Sumathi's I-130 application for Jeevan was submitted more than three
years ago; unless the law changes, it is likely to take at least two
more years before his immigrant visa is finally approved. In the
meantime, he is barred from entering the United States to visit his
wife, even briefly. Because Sumathi has a green card -- because she is
here lawfully and will soon be eligible for US citizenship -- her
husband cannot get even a tourist visa to come see her.
Crazy? Yes, and it gets worse: If Sumathi had first gotten married and
then applied for her green card, her husband would have been able to
move here right away. Same thing if she had been here on a student visa,
or had simply made no change in her status as the holder of a work visa.
But becoming a legal permanent resident meant that anyone she
subsequently married (and any child she gave birth to) outside the
United States would have to languish on a waiting list for five or more
years before being allowed to enter the country.
No policy aim is advanced by separating legal immigrants from their
spouses and children -- especially when the only immigrants affected are
those who have proclaimed their commitment to this country by becoming
permanent residents. Congress didn't set out deliberately to put Sumathi
and Jeevan and others like them through emotional torment. But by
holding down the annual number of immigrant visas available to the
spouses and kids of green-card holders, it unwittingly created a giant
backlog.
Happily, the problem can be solved: Congress has only to remove the
annual quota on visas for immediate relatives of legal permanent
residents, thereby clearing up the backlog and eliminating the long
wait. Legislation introduced by Senator Chuck Hagel of Nebraska would
make that change. An alternative solution, offered by Representative
Robert Andrews of New Jersey, would allow the spouse and minor children
of green-card holders to enter the United States on a special ''V visa,"
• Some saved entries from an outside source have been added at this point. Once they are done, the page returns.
Issue #476, opened 2019-04-15
Updating the new website some more


WilcoFiers:
>**Note: (from Jey) I am ticking items I have done & merged**

## Navigation

- [x] Change the name from "ACT RULES CG" to "ACT-Rules Community"
  - [x] Remove its underline
  - [x] Make it look like it isn't just badly wrapped text
- [x] Move the "A community of...", the logos and the EU stuff and a link to the license into an actual page footer, not in the top of the navbar
- [ ] Reorganise the menu:
  - Rules
  - Implementations
  - How to Contribute
  - Documentation
  - About Us
  - Github Repository
  - Move glossary under Documentation
  - Collapse the subsections (see the nav on pattern-library.dequelabs.com/ for an example)
- [x] Don't uppercase menu items, it's hard to read
- [x] Don't show the "collapse menu" button on high resolution (>1280)
- [x] Rename: "DEFINITION OF "DONE" 1.0" to "Definition of Done"
- [ ] Don't scroll the nav after loading a page, it's jarring
- [x] Make the nav collaps button more subtle, have a look at what JIRA did in their design. It hides the button when the thing is open, only showing it on hover/focus, has the button sitting on a line with a color, indicating that there's a menu there to be opened, and changes icons once its open.
- [x] Don't put the logo in the scrollable area, it's small enough that we don't need it to

## Main body

- [x] Make the whitespace above and below the h1 relative to the screen height. That size is fine for a large screen, not for a small one. Same for the other headings, too much whitespace for a small screen.

## Contribute page

- [x] The "Learn more about how to join WCAG-ACT-RULES-CG" button doesn't work
- [x] Join the group links are wrong.

## Rules page

- [x] Don't include the rule count in the h1. It's not important
- [x] Remove the authors column, not important
- [x] Don't upppercase success criterion
- [x] Use the actual SC title, rather than "WCAG2:NAME-ROLE-VALUE", also not uppercase it
- [x] Don't do the outline on hover, it implies that you can interact with something
- [x] Put the atomic in a list under the description rather than in a column that doesn't even fit the ID
- [x] Use the atomic rule titles rather than their IDs
- [x] ~~Remove the numbering. If we use numbers, people might start refering to the numbers, we don't want that.~~ - @WilcoFiers - Keeping this, we want to know how many rules we have, otherwise we cannot keep track, given we are removing total count on the heading.
- [x] Show the number of implementations for each rule (e.g. Implementations: 3)

## Glossary page

[...]

PR #552, opened 2019-05-14
chore: Update site for accessibility and usability

jkodu:
- Several changes which addresses both accessibility and usability of the site.
- Have tackled issues listed in linked issue below. (Ones that are ticket are handled).

Closes issue: 
- https://github.com/act-rules/act-rules.github.io/issues/476


package.json
```diff
@@ -1,8 +1,8 @@
 {
-	"name": "ACT-RULES-CG",
+	"name": "ACT-Rules-Community",
```
WilcoFiers: I don't think NPM allows capitalisation in package names at all, does it? Maybe just pull from package.author, rather than using package.name.

src/pages/glossary.js
```diff
@@ -24,7 +24,7 @@ export default ({ data }) => {
 							<article key={node.id}>
 								<section>
 									<a id={key} href={`#${key}`}>
-										<h2>{frontmatter.title}</h2>
+										<h3>{frontmatter.title}</h3>
```
WilcoFiers: Don't skip heading levels. Do something else if you need the styles changes on these.

src/utils/render-fragments.js
```diff
@@ -129,7 +127,7 @@ export function getGlossaryUsageInRules(usages) {
 	}
 	return (
 		<aside>
-			<h3>Used In Rules:</h3>
+			<h4>Used In Rules:</h4>
```
WilcoFiers: Is this causing a heading-level skip?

and to live here while waiting for their immigration petitions to be
approved.
Unlike the illegal immigrants who have been raising such a ruckus across
the country in recent days, green-card holders like Sumathi broke no
laws to get here. Most of them are highly skilled professionals who
eventually become US citizens, enriching their adopted country in the
time-honored immigrant manner.
''I came here legally," says Sumathi, who develops speech recognition
software for use in healthcare settings. ''I'm making a contribution. I
pay my taxes. I've never been a burden to the government. My husband is
a doctor whose work on polio is saving lives. Why must we be separated
like this?" She observes tartly that the United States lectures other
countries about the importance of marriage and family. Yet ''US
immigration law is destroying my family life. I live alone, eat alone,
sleep alone, cry alone, and suffer alone. . . . The only thing that
keeps me going is my husband's photograph sitting next to me."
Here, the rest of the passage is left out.